We have put a lot of effort into securing our technology. Basically, there are three types of IPs that are a focus for Kite. One is the engineering of T cells. Early on, we secured very broad IP patent protection on the creation of CARs. While the notion of engineering a T cell to be able to find and kill a cancer cell seems well understood and straightforward today, such was not the case some years ago. Therefore, IP patent protection was given to five different institutions, all of which license to Kite. So basically, we own the license for the creation of CARs. Another type of IP is the process by which we are creating this factory for T cells. This is the secret sauce, and therefore, everything that we are doing is proprietary to Kite. For other companies, the process is proprietary to them. Some can be patented and some cannot. There is a very complicated way of producing, simplifying, and automating manufacturing, and each company has its own IP on that particular group. The third piece of IP is the antigen on the engineered TCR. That antigen is something you are licensing from scientists. We now have about seven types of genes from which we are developing the therapy. We license these from the NIH, as well as other places. There’s a race to have more and more targets for IP.
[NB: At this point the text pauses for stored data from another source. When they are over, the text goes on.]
PR #169, opened 2018-06-28
Vue 82

BoulderBrains:
Putting the whole team on the review for this one. These changes include adding a loan to basket with the header count updated and the "lend" button transitioned to a "checkout now" button.


src/components/LoanCards/Buttons/LendButton.vue
```diff
@@ -0,0 +1,29 @@
...
+		KvButton,
+	},
+	props: {
+		id: {
+			type: Number,
+			default: null
+		},
+		listeners: {
+			type: Number,
+			default: null
```
BoulderBrains: When I didn't have listeners defined in props it was giving me a console error, however I'm not sure I've actually defined this correctly, @mcstover thoughts?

While the IP map is pretty clear in the U.S., outside of our borders, it becomes much more convoluted. For example, I had a delegation visiting from China the other week. During their visit, I was informed by a leading Chinese health authority that there are 500 companies in China working to produce CARs. Though I was shocked, it gives you a glimpse of the proliferation that is taking place around Kite’s technologies. In the United States, it’s much more regulated and a completely different system. Both of our competitors (Novartis and Juno Therapeutics) have similar transformational data on patients that failed every possible therapy. However, one point of differentiation is at Kite, we have the longest follow-up data on patients who are alive and well without cancer for over three years. Keep in mind that at the time of their diagnosis, they probably had a life expectancy anywhere from three to six months. We will be sharing this information, as well as insights on what we see as being the future of engineered T-cell therapy, at this year’s ASCO meeting in Chicago.